Top of GIVEN RECORDS

PR #1484, opened 2024-07-17
set rst name for default clock domain by ClockDomainConfig

yportne13:
I have to name rst signal to `rst_n` instead of `resetn`

### DIFF
--- a/core/src/main/scala/spinal/core/ClockDomain.scala
+++ b/core/src/main/scala/spinal/core/ClockDomain.scala
@@ -70,7 +70,7 @@ case class ClockEnableTag(clockDomain: ClockDomain) extends ClockDomainBoolTag
 
 // Default configuration of clock domain is :
 // Rising edge clock with optional asynchronous reset active high and optional active high clockEnable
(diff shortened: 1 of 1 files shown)


Dolu1990:
Hi,

I would say, the ClockDomainConfig and , resetName: String = null arent things which realy should be together ?

More generaly, maybe what you would prefer, is to have a configuration in the SpinalConfig which specify which flavor of naming convention you would prefer ?
That way, naming convention like  clk vs clock , reset vs rst would be applied globaly.

yportne13:
> Hi,
> 
> I would say, the ClockDomainConfig and , resetName: String = null arent things which realy should be together ?
> 
> More generaly, maybe what you would prefer, is to have a configuration in the SpinalConfig which specify which flavor of naming convention you would prefer ? That way, naming convention like clk vs clock , reset vs rst would be applied globaly.

yes, if want to apply globaly, just:
```scala
SpinalConfig(defaultConfigForClockDomains = ClockDomainConfig(
    resetName = "rst_n"
))
```

Dolu1990:
The issue comes when you have multiple clock domain, they will al try to use the same reset name

Maybe what you would want instead, is to have some custom SpinalHDL phase, which look for component with single clockdomain, and override the reset / clock signal names there ?

PR #1485, opened 2024-07-18
Add `caseRom` option

bunnie:
Related to #1475 

# Impact on code generation

Per @Dolu1990 's request, this PR creates an alternative to in-line ROM where the code is generated in a switch/case form, instead of using an `initial begin` with in-line code.

The purpose of this is for better support in back-end tool flows that can't honor `initial begin` statements in verliog: in particular, the ASIC flow I'm working with simply ignores them. The ASIC tool flow won't synthesize a ROM, because there's a decision that should be made between doing a hard macro ROM or a ROM-in-gates. If the intention is ROM-in-gates, then `caseRom` should be selected and the ROM will be described as a case statement directly in the verilog code. If the intention is a ROM-as-macro, then blackboxing should be selected, see #1475 for the PR to generate this.

The blackbox flow ideally also generates a blackbox with the ROM-in-gates inside it as stand-in for simulation and a back-stop in case the back-end team can't generate the hard ROM macro. For small ROMs (< couple hundred bytes), it's a bit of a coin toss whether a hard macro or ROM in gates is better, and this form gives the back end team the latitude to experiment with both formats without a risk to correctness.

# Checklist

- [ ] Unit tests were added


Dolu1990:
Thanks ^^
I just pushed one fix for the emitRead rom detection.
If it passes regression we can merge.

Issue #1422, opened 2017-12-02
Allow joining more than one game


winniehell:
Especially for people making assets (music / graphics) or who want to take part in compo and jam with a different game, it would be nice to be able to join multiple games.

winniehell:
Correction: It is possible to join multiple games. It is just not possible to start a new game when you are already part of one.

local-minimum:
I'm guessing that what happen when you click the my game button and all other things like towards what game your votes count need to be taken into account too.

winniehell:
Yes, "My Game" only links to one of them and "New (blog post)" only allows creating blog posts for one of them.

winniehell:
For Ludum Dare 40, I was part of two games in case that helps debugging.

mikekasprzak:
Yeah, multiple game support isn't there yet. Behind the scenes it works,
but the user experience is vague and unclear.

How it's working right now: My Game and New Post points to the last game
from the active session that was edited. If you refresh, it may change
(caches pending). Long term this isn't practical, but it helped us work
around an issue for folks that joined before realizing they should be part
of a team.

How it should work: that depends.

For most users, the current assumption mode is fine. In general we do still
need fine-toothed control over which game we're posting to (outside event
weekends).

For a hand full of others though (sound designers, floaters at jam sites,
etc), they almost need a way to say "hey I'm doing multiple games".

We could always display all games from the current event you're associated
with, except when it's just one. That just means the next request will be
"deleting the bad game", for those users with 2 games accidentally.
Ultimately this is fine. But because of potential orphaned
posts/history/metadata/links/references, it needs to be handled with care.

PR #1695, opened 2018-06-18
Game team building

### LINKED ISSUE #1448: Improve team building (was Team Questions)
Howdy;

So I have found my way to https://ldjam.com/users/josefnpat/following

And I want to make sure the team is set up right. How do I make sure this is the team for the current jam and not my previous jam? Or is it the same list, so to speak?

Also, I can't seem to "Remove From" previous members. It just has the js popup, and then does nothing, even if I refresh the page.

local-minimum:
ld_buildteam

# Features
* Select what friends you want to add and remove from a simple drop-down.
* Removes old slightly buggy way of adding friends to game.
* Works directly and live and integrates with the preview of the item.
* Only affects items, not posts.

# To discuss

Right now all authors get access to the team-building feature. But it's a question of who should have this right. For now you can remove yourself if you are not main author and you can remove everyone but yourself if you are main author. Everyone gets to add from their own friends (does the api even allow that? Should it allow that?)

# Related issues
* Resolves #1448 
* #1422 may be fixed by this or are there other limitations?

### DIFF
--- a/src/com/content-item/item-teambuilding.js
+++ b/src/com/content-item/item-teambuilding.js
@@ -1,0 +1,139 @@
+import {h, Component} from 'preact/preact';
+import ContentCommonBody from 'com/content-common/common-body';
+import ContentLoading	from 'com/content-loading/loading';
+import ContentError	from 'com/content-error/error';
+import UIIcon	from 'com/ui/icon/icon';
+import UIButton	from 'com/ui/button/button';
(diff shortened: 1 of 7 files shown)


mikekasprzak:
Fantastic! Fixed a couple bugs related to having no friends (or a half-completed friendship) and some wording, but overall an excellent much-needed fix. :+1: :+1:

Issue #1699, opened 2018-07-31
Typing a "y" in the password field when logging in closes dialog and produces an error message


Nicate:
The following error message is shown:

Session Expired
Oops!!
It looks like your session expired (and yes, it's probably a bug).
Log in again to continue what you were doing.

I gots them Firefox 61.0.1 on them Windows 7. Dunno what else to tell ya. Didn't happen during previous Ludum Dares.

Nicate:
Oh yeah, this also means I can't log in. If this happens for other people it's possible a lot of people can't log in.

Samusoidal:
What page are you logging in from? If it's the Theme Slaughter page, try logging in from the homepage as it doesn't use keyboard shortcuts Y and N.

Nicate:
Whew, at least that means I can join in two weeks :D

local-minimum:
Same as #1700 then?

Samusoidal:
Yup, duplicate.

local-minimum:
I'm the guilty one, but with the organization of the site's code I think the most tangible way is to on that page continuously check if user is still checked in an disable Y/N key capture when user gets logged out.

Unfortunately Mike is MIA due to pollen and I have quite a few PR up so I'll at least wait until those have been merged.

mikekasprzak:
#1592

Issue #1592, opened 2018-04-12
Theme Slaughter hotkeys listening while not logged in/a dialog is open


mikekasprzak:
Ah shoot. It looks when you're visiting the Theme Slaughter page, the `Y` and `N` hotkeys try to do stuff, even while you're not logged in.

https://twitter.com/SuciuTiberius/status/984472862168965120

At the very least, we need to stop this with a check, 'cause it's triggering that error message.

Eventually this is going to have to be switched to something focus related. Once the Search popup is added, you're going to want to be able to type `Y` and `N` keys.

local-minimum:
What specifically is the issue here? The minimal solution so to say?

Is it the error message in itself, that it should say that the user needs to log in?
I'm thinking the client doesn't really know if the user is logged in unless it tries to vote on a theme.

PR #1718, opened 2018-08-13
Unbinds hotkeys when logout detected

### LINKED ISSUE #1700: Can't login if username/email contains the letter 'n'
My username/email contains the letter 'n' which causes a dialouge to pop up when pressed.

**Text:**
> **Oops!!**
> It looks like your session expired (and yes, it's probably a bug).
> Log in again to continue what you were doing.

**Example:**
https://gfycat.com/CorruptExcellentAngwantibo

local-minimum:
It's not the most beautiful fix, basically checking if `$Node.GetMy` is allowed once per minute. And if not say logged out. Also if a vote gets 401 it sets logged out. And when setting logged out it removes the event listener.

Resolves #1700 #1699 #1592

### DIFF
--- a/src/com/content-event/event-slaughter.js
+++ b/src/com/content-event/event-slaughter.js
@@ -6,6 +6,7 @@ import SVGIcon 							from 'com/svg-icon/icon';
 import UIButton							from 'com/ui/button/button';
 
 import $ThemeIdeaVote					from 'shrub/js/theme/theme_idea_vote';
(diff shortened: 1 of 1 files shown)


local-minimum:
I realized I could do this without adding any calls, just checking the status on the attempted vote and unbind key capture event if voting gets a non 200. So should be safe to merge/won't add any new load on the site.

PR #1734, opened 2018-08-15
Attempt at fixing nan-stars

### LINKED ISSUE #1717: NaN next to rating
image

I'm not sure what it's supposed to be, but I'm not a fan. Suggest hiding that part of the component until whatever it is can be calculated.

local-minimum:
Resolves #1717 (hopefully, hard to check as things are now)


ajayyy:
When it shows NaN, the value not always actually zero, sometimes there has already been a rating.

PR #1736, opened 2018-08-15
Batching of User and Featured Event data (WIP)

mikekasprzak:
By request, here is the current working version of the latest batching improvements.

**This code is unfinished**. It breaks compatibility with the old `featured` data (i.e. `what_node`, `what`, etc).

### DIFF
--- a/public-api/vx/node2.php
+++ b/public-api/vx/node2.php
@@ -218,7 +218,8 @@ api_Exec([
 	// if not logged in, where will be blank
 	$RESPONSE['where'] = nodeComplete_GetWhereIdCanCreate(userAuth_GetID());
 }],
-// Figure out what's featured, and what you made for it
+// Figure out what event is featured, and if you are athenticated, what you made for it.
+// NOTE: This is slightly different than the original behavior, but it combines several requests in to a single batch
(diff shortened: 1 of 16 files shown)


public-api/vx/node2.php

Bottom of GIVEN RECORDS

WHAT YOU SHOULD DO
Line count for "popup": report how many lines in the data above include it, with no other words.

THE COMPLETED TASK
2